### PROBLEM TO SOLVE
Below are entries; tally how many lines hold the string "busEvents" and answer with only that figure.

Records from a dataset
PR #82, opened 2022-03-14
Feat/63 Deal ticket

### LINKED ISSUE #63: Deal ticket
- Market/Limit order types
- Quantity (cannot be 0, must be whole int)
- Long/short armament
- Pending confirmation in Vega wallet state
- Wallet rejection state
- Success state showing Txhash (linking to explorer)

#### Ticket type specific fields
- Market
  - TIF (IOC, FOK)
- Limit
  - Price
  - TIF (IOC, FOK, GTT, GTC, GFA, GFN)
  - If GTT, datetime selection shown

NOTE:
- The existing console deal ticket is here https://github.com/vegaprotocol/console/blob/develop/src/routes/trading/windows/deal-ticket/deal-ticket.tsx. Built using blueprint, this will need migration to ui-toolkit/tailwind.

mattrussell36:
- Adds deal ticket as own lib package
- Expands market page query to contain data needed for the deal ticket
- Updates `Dialog` and `FormGroup` components in the ui-toolkit to take more props to handle different styles 
- Adds a `ui-toolkit/utils/intent.ts` for intent based types and helpers.
- Adds a splash component to render centered text for loading/error/not found messages
- Deletes react-helpers/lib/trading and just keeps a map of trading components in the trade layout components.
- Adds `addDecimal` and `removeDecimal` functiosn to a new `decimals` directory in react-helpers

Note:
- For now if the wallet returns an error I'm just printing it as is on screen. There wallet doesn't seem to return consistent errors so we might want to bring this up and fix in a follow up ticket. 

Closes #63


libs/deal-ticket/src/type-selector.tsx
```diff
@@ -0,0 +1,35 @@
...
+
+interface TypeSelectorProps {
+  order: Order;
+  onSelect: (type: OrderType) => void;
+}
+
+export const TypeSelector = ({ order, onSelect }: TypeSelectorProps) => {
+  return (
+    <FormGroup label="Order type">
+      <div className="flex gap-8">
```
sam-keen, line 12: The component inside the FormGroup is identical to the one inside https://github.com/vegaprotocol/frontend-monorepo/pull/82/files#diff-44dcb60c83770bb6d57d8e259e005c644fc29177f0be35c135086f208aa6a94aR12-R32

sam-keen (commented):
I don't yet have the knowledge to review the business logic side, but it's looking good, just a few tweaks from me.

libs/deal-ticket/src/order-dialog.tsx
```diff
@@ -0,0 +1,143 @@
...
+    }
+  }, [foundOrder, setStatus]);
+
+  // TODO: When wallets support confirming transactions return UI for 'awaiting confirmation' step
+
+  // Rejected by wallet
+  if (status === VegaTxStatus.Rejected) {
+    return (
+      <OrderDialogWrapper icon={<Icon name="warning-sign" size={20} />}>
+        <h1 className="text-h4">Order rejected by wallet</h1>
```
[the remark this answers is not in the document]
mattrussell36: I think it makes sense to just integrate it to OrderDialogWrapper

libs/ui-toolkit/src/components/dialog/index.tsx
```diff
@@ -1,19 +1,37 @@
...
-export function Dialog({ children, open, setOpen, title }: DialogProps) {
+export function Dialog({
+  children,
+  open,
+  setOpen,
+  title,
+  intent,
+}: DialogProps) {
+  const contentClasses = classNames(
+    'fixed w-[520px] top-[60px] p-28 left-[calc(50%-260px)]',
```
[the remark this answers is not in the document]
mattrussell36: I think I've overwritten some of Barts styles here too which I need to amend. What do you mean by documentation here?

libs/deal-ticket/src/order-dialog.tsx
```diff
@@ -0,0 +1,143 @@
...
+    variables: { partyId: keypair?.pub || '' },
+    skip: !keypair?.pub,
+    onSubscriptionData: ({ subscriptionData }) => {
+      if (!subscriptionData.data.busEvents.length) {
+        return;
+      }
+
+      // No types available for the subscription result
+      // eslint-disable-next-line
+      const matchingOrder = subscriptionData.data.busEvents.find((e: any) => {
```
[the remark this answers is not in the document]
mattrussell36: The event here is not a standard JS event but an [event type from the graphql schema](https://github.com/vegaprotocol/data-node/blob/9692153b546aea53fc0b5c5601fcbcf7bc6f5f49/gateway/graphql/schema.graphql#L2732).

Normally we'd pass a generic type to the useSubscription hook which would ensure `e` is correctly typed. But the graphql type generation exists in the trading app and not dealticket lib. So I kind of see this as temporary until we figure out our data layer solution between apps and libs/components

apps/trading/components/splash/splash.tsx
```diff
@@ -0,0 +1,14 @@
+import classNames from 'classnames';
```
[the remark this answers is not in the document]
mattrussell36: Moved to ui-toolkit with a story

libs/deal-ticket/src/deal-ticket.tsx
```diff
@@ -0,0 +1,260 @@
...
+  );
+
+  const handleSubmit = (e: FormEvent<HTMLFormElement>) => {
+    e.preventDefault();
+    submit(order);
+  };
+
+  const getDialogIntent = (status: VegaTxStatus) => {
+    if (status === VegaTxStatus.Rejected) {
+      return 'danger';
```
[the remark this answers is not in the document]
mattrussell36: I've update ui-toolkit/utils/intent to export an intent enum

libs/deal-ticket/src/side-selector.tsx
```diff
@@ -0,0 +1,35 @@
...
+  return (
+    <FormGroup label="Direction">
+      <div className="flex gap-8">
+        {Object.entries(OrderSide).map(([key, value]) => {
+          const isSelected = value === order.side;
+          return (
+            <Button
+              onClick={() => onSelect(value)}
+              className="flex-1"
+              type="button"
```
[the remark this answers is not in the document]
mattrussell36: updated button to have a default type of 'button'

libs/deal-ticket/src/expiry-selector.tsx
```diff
@@ -0,0 +1,25 @@
...
+import { format } from 'date-fns';
+
+interface ExpirySelectorProps {
+  order: Order;
+  onSelect: (expiration: Date | null) => void;
+}
+
+export const ExpirySelector = ({ order, onSelect }: ExpirySelectorProps) => {
+  const date = order.expiration ? new Date(order.expiration) : new Date();
+  const dateFormatted = format(date, "yyyy-MM-dd'T'HH:mm");
```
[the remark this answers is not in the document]
mattrussell36: I think this already gets handled by input type date. React (and I think in browsers generally regardless of framework) require the format "yyyy-MM-dd'T'HH:mm". Then the browser seems to handle rendering the correct format.

So for me in the US I correctly see 'MM/dd/yyyy, HH:mmm PM'.

libs/deal-ticket/src/deal-ticket.tsx
```diff
@@ -0,0 +1,260 @@
...
+      status === VegaTxStatus.Pending ||
+      status === VegaTxStatus.Rejected
+    ) {
+      setOrderDialogOpen(true);
+    }
+  }, [status]);
+
+  let ticket = null;
+
+  if (order.type === 'TYPE_MARKET') {
```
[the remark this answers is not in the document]
mattrussell36: Done. I've also moved all the order types to lib/wallet/types.ts. The reason I think they should live there is that these types (eg the string 'TYPE_MARKET') are the values that are accepted by the wallet to issue an order submission transaction.

Annoyingly they are slightly different to what gets returned by the API, so I'm not sure if having them there is the best solution, but I think its fine for now.

libs/deal-ticket/src/order-dialog.tsx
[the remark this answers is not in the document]
mattrussell36: I went ahead and moved the subscription (and use-order-submit hook) into the trading app so we get type safety on the subscription

libs/ui-toolkit/src/components/dialog/index.tsx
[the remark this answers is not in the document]
sam-keen: It's not obvious why you'd need to do calc(50%-260px). I.e. why it's necessary, whether 260px is a special value etc. So perhaps you could pull these types of values into a var, or add a comment.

### SOLVED EXERCISE
2